[Collected data entries]
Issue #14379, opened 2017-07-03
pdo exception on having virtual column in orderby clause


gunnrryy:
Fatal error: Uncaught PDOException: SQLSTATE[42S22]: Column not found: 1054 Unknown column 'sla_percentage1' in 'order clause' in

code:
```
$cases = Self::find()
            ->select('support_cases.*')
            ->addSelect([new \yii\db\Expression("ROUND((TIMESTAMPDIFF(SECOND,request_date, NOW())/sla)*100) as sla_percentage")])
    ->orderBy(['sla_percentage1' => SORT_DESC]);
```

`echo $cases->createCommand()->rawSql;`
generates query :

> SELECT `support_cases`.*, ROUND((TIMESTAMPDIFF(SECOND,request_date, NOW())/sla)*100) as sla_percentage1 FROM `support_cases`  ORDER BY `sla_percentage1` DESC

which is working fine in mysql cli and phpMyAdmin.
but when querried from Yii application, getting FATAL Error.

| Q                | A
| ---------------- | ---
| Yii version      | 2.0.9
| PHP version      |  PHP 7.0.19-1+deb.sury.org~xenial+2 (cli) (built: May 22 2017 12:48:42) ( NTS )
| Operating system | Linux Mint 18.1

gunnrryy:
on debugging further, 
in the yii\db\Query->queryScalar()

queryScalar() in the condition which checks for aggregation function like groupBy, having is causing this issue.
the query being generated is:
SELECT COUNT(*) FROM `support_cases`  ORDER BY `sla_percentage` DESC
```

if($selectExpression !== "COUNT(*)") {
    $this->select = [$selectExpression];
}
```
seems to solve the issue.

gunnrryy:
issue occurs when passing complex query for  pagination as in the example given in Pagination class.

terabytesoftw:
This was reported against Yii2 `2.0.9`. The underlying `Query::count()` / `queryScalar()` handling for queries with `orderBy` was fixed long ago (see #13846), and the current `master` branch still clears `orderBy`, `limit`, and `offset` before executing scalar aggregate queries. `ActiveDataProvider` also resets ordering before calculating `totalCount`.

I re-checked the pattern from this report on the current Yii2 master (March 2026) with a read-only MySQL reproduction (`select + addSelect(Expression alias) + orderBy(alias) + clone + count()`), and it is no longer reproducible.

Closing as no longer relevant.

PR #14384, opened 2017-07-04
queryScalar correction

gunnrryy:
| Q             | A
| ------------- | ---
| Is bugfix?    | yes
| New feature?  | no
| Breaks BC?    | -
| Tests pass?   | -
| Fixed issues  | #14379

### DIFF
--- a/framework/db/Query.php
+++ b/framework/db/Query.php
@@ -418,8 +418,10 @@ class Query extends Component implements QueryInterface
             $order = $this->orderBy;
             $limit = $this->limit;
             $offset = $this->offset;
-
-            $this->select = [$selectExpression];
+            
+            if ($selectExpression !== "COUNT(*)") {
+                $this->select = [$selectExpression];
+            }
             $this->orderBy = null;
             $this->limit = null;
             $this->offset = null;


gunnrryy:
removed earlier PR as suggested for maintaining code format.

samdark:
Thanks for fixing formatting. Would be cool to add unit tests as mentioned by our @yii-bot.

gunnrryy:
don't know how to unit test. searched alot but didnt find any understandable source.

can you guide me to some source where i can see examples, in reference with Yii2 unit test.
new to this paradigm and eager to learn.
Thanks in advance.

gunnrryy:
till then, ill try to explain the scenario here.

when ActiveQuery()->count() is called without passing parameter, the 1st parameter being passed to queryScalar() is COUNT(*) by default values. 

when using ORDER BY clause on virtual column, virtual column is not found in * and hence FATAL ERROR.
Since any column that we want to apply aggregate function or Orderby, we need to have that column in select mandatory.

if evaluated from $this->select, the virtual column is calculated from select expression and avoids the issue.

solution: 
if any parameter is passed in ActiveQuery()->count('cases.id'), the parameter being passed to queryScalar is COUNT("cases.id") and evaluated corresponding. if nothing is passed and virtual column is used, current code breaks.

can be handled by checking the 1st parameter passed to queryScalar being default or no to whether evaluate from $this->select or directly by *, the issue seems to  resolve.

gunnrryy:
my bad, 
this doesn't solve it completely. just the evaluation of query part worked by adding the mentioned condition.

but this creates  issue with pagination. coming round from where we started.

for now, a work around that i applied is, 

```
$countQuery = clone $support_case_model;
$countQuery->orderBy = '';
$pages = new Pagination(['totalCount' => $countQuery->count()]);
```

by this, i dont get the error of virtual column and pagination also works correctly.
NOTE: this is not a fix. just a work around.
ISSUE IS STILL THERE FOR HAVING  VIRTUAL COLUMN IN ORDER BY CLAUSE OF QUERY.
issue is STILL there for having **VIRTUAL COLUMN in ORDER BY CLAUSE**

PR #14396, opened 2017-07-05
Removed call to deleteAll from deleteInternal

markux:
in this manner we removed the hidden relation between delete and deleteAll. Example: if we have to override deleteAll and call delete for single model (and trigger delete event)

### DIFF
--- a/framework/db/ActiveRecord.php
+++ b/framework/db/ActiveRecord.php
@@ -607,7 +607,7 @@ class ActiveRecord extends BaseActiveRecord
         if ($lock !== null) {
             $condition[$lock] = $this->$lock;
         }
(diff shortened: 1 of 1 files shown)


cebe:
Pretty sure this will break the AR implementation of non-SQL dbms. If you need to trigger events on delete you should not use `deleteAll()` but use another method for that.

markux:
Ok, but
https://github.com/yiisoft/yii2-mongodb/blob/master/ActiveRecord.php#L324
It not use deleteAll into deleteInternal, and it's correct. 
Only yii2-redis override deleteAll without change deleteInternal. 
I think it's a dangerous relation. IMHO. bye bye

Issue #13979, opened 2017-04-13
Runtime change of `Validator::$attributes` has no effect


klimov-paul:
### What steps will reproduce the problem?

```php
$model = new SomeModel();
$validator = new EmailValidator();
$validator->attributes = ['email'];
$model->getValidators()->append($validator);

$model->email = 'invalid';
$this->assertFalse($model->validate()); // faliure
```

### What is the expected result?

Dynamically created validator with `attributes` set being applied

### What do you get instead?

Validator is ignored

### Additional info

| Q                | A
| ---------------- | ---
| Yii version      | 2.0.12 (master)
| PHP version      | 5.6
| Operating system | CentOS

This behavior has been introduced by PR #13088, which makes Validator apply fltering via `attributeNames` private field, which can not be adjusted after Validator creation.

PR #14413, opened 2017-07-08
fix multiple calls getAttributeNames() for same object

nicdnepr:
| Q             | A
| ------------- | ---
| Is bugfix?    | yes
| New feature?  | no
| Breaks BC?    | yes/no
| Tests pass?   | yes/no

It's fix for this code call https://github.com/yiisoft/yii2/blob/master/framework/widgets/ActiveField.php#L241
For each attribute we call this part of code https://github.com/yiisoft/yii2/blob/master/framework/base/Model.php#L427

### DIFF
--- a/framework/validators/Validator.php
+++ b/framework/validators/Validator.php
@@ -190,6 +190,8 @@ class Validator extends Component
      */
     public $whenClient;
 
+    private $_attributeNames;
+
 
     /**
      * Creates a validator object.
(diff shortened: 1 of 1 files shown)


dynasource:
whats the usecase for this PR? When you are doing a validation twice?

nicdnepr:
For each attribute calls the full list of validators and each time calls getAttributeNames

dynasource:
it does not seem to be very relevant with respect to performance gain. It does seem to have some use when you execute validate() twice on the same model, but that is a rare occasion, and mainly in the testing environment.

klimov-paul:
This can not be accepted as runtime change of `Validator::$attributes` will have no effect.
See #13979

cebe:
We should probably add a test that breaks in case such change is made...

Activity: The whole of the data is to be returned with every line intact.

Reply:
Issue #14379, opened 2017-07-03
pdo exception on having virtual column in orderby clause


gunnrryy:
Fatal error: Uncaught PDOException: SQLSTATE[42S22]: Column not found: 1054 Unknown column 'sla_percentage1' in 'order clause' in

code:
```
$cases = Self::find()
            ->select('support_cases.*')
            ->addSelect([new \yii\db\Expression("ROUND((TIMESTAMPDIFF(SECOND,request_date, NOW())/sla)*100) as sla_percentage")])
    ->orderBy(['sla_percentage1' => SORT_DESC]);
```

`echo $cases->createCommand()->rawSql;`
generates query :

> SELECT `support_cases`.*, ROUND((TIMESTAMPDIFF(SECOND,request_date, NOW())/sla)*100) as sla_percentage1 FROM `support_cases`  ORDER BY `sla_percentage1` DESC

which is working fine in mysql cli and phpMyAdmin.
but when querried from Yii application, getting FATAL Error.

| Q                | A
| ---------------- | ---
| Yii version      | 2.0.9
| PHP version      |  PHP 7.0.19-1+deb.sury.org~xenial+2 (cli) (built: May 22 2017 12:48:42) ( NTS )
| Operating system | Linux Mint 18.1

gunnrryy:
on debugging further, 
in the yii\db\Query->queryScalar()

queryScalar() in the condition which checks for aggregation function like groupBy, having is causing this issue.
the query being generated is:
SELECT COUNT(*) FROM `support_cases`  ORDER BY `sla_percentage` DESC
```

if($selectExpression !== "COUNT(*)") {
    $this->select = [$selectExpression];
}
```
seems to solve the issue.

gunnrryy:
issue occurs when passing complex query for  pagination as in the example given in Pagination class.

terabytesoftw:
This was reported against Yii2 `2.0.9`. The underlying `Query::count()` / `queryScalar()` handling for queries with `orderBy` was fixed long ago (see #13846), and the current `master` branch still clears `orderBy`, `limit`, and `offset` before executing scalar aggregate queries. `ActiveDataProvider` also resets ordering before calculating `totalCount`.

I re-checked the pattern from this report on the current Yii2 master (March 2026) with a read-only MySQL reproduction (`select + addSelect(Expression alias) + orderBy(alias) + clone + count()`), and it is no longer reproducible.

Closing as no longer relevant.

PR #14384, opened 2017-07-04
queryScalar correction

gunnrryy:
| Q             | A
| ------------- | ---
| Is bugfix?    | yes
| New feature?  | no
| Breaks BC?    | -
| Tests pass?   | -
| Fixed issues  | #14379

### DIFF
--- a/framework/db/Query.php
+++ b/framework/db/Query.php
@@ -418,8 +418,10 @@ class Query extends Component implements QueryInterface
             $order = $this->orderBy;
             $limit = $this->limit;
             $offset = $this->offset;
-
-            $this->select = [$selectExpression];
+            
+            if ($selectExpression !== "COUNT(*)") {
+                $this->select = [$selectExpression];
+            }
             $this->orderBy = null;
             $this->limit = null;
             $this->offset = null;


gunnrryy:
removed earlier PR as suggested for maintaining code format.

samdark:
Thanks for fixing formatting. Would be cool to add unit tests as mentioned by our @yii-bot.

gunnrryy:
don't know how to unit test. searched alot but didnt find any understandable source.

can you guide me to some source where i can see examples, in reference with Yii2 unit test.
new to this paradigm and eager to learn.
Thanks in advance.

gunnrryy:
till then, ill try to explain the scenario here.

when ActiveQuery()->count() is called without passing parameter, the 1st parameter being passed to queryScalar() is COUNT(*) by default values. 

when using ORDER BY clause on virtual column, virtual column is not found in * and hence FATAL ERROR.
Since any column that we want to apply aggregate function or Orderby, we need to have that column in select mandatory.

if evaluated from $this->select, the virtual column is calculated from select expression and avoids the issue.

solution: 
if any parameter is passed in ActiveQuery()->count('cases.id'), the parameter being passed to queryScalar is COUNT("cases.id") and evaluated corresponding. if nothing is passed and virtual column is used, current code breaks.

can be handled by checking the 1st parameter passed to queryScalar being default or no to whether evaluate from $this->select or directly by *, the issue seems to  resolve.

gunnrryy:
my bad, 
this doesn't solve it completely. just the evaluation of query part worked by adding the mentioned condition.

but this creates  issue with pagination. coming round from where we started.

for now, a work around that i applied is, 

```
$countQuery = clone $support_case_model;
$countQuery->orderBy = '';
$pages = new Pagination(['totalCount' => $countQuery->count()]);
```

by this, i dont get the error of virtual column and pagination also works correctly.
NOTE: this is not a fix. just a work around.
ISSUE IS STILL THERE FOR HAVING  VIRTUAL COLUMN IN ORDER BY CLAUSE OF QUERY.
issue is STILL there for having **VIRTUAL COLUMN in ORDER BY CLAUSE**

PR #14396, opened 2017-07-05
Removed call to deleteAll from deleteInternal

markux:
in this manner we removed the hidden relation between delete and deleteAll. Example: if we have to override deleteAll and call delete for single model (and trigger delete event)

### DIFF
--- a/framework/db/ActiveRecord.php
+++ b/framework/db/ActiveRecord.php
@@ -607,7 +607,7 @@ class ActiveRecord extends BaseActiveRecord
         if ($lock !== null) {
             $condition[$lock] = $this->$lock;
         }
(diff shortened: 1 of 1 files shown)


cebe:
Pretty sure this will break the AR implementation of non-SQL dbms. If you need to trigger events on delete you should not use `deleteAll()` but use another method for that.

markux:
Ok, but
https://github.com/yiisoft/yii2-mongodb/blob/master/ActiveRecord.php#L324
It not use deleteAll into deleteInternal, and it's correct. 
Only yii2-redis override deleteAll without change deleteInternal. 
I think it's a dangerous relation. IMHO. bye bye

Issue #13979, opened 2017-04-13
Runtime change of `Validator::$attributes` has no effect


klimov-paul:
### What steps will reproduce the problem?

```php
$model = new SomeModel();
$validator = new EmailValidator();
$validator->attributes = ['email'];
$model->getValidators()->append($validator);

$model->email = 'invalid';
$this->assertFalse($model->validate()); // faliure
```

### What is the expected result?

Dynamically created validator with `attributes` set being applied

### What do you get instead?

Validator is ignored

### Additional info

| Q                | A
| ---------------- | ---
| Yii version      | 2.0.12 (master)
| PHP version      | 5.6
| Operating system | CentOS

This behavior has been introduced by PR #13088, which makes Validator apply fltering via `attributeNames` private field, which can not be adjusted after Validator creation.

PR #14413, opened 2017-07-08
fix multiple calls getAttributeNames() for same object

nicdnepr:
| Q             | A
| ------------- | ---
| Is bugfix?    | yes
| New feature?  | no
| Breaks BC?    | yes/no
| Tests pass?   | yes/no

It's fix for this code call https://github.com/yiisoft/yii2/blob/master/framework/widgets/ActiveField.php#L241
For each attribute we call this part of code https://github.com/yiisoft/yii2/blob/master/framework/base/Model.php#L427

### DIFF
--- a/framework/validators/Validator.php
+++ b/framework/validators/Validator.php
@@ -190,6 +190,8 @@ class Validator extends Component
      */
     public $whenClient;
 
+    private $_attributeNames;
+
 
     /**
      * Creates a validator object.
(diff shortened: 1 of 1 files shown)


dynasource:
whats the usecase for this PR? When you are doing a validation twice?

nicdnepr:
For each attribute calls the full list of validators and each time calls getAttributeNames

dynasource:
it does not seem to be very relevant with respect to performance gain. It does seem to have some use when you execute validate() twice on the same model, but that is a rare occasion, and mainly in the testing environment.

klimov-paul:
This can not be accepted as runtime change of `Validator::$attributes` will have no effect.
See #13979

cebe:
We should probably add a test that breaks in case such change is made...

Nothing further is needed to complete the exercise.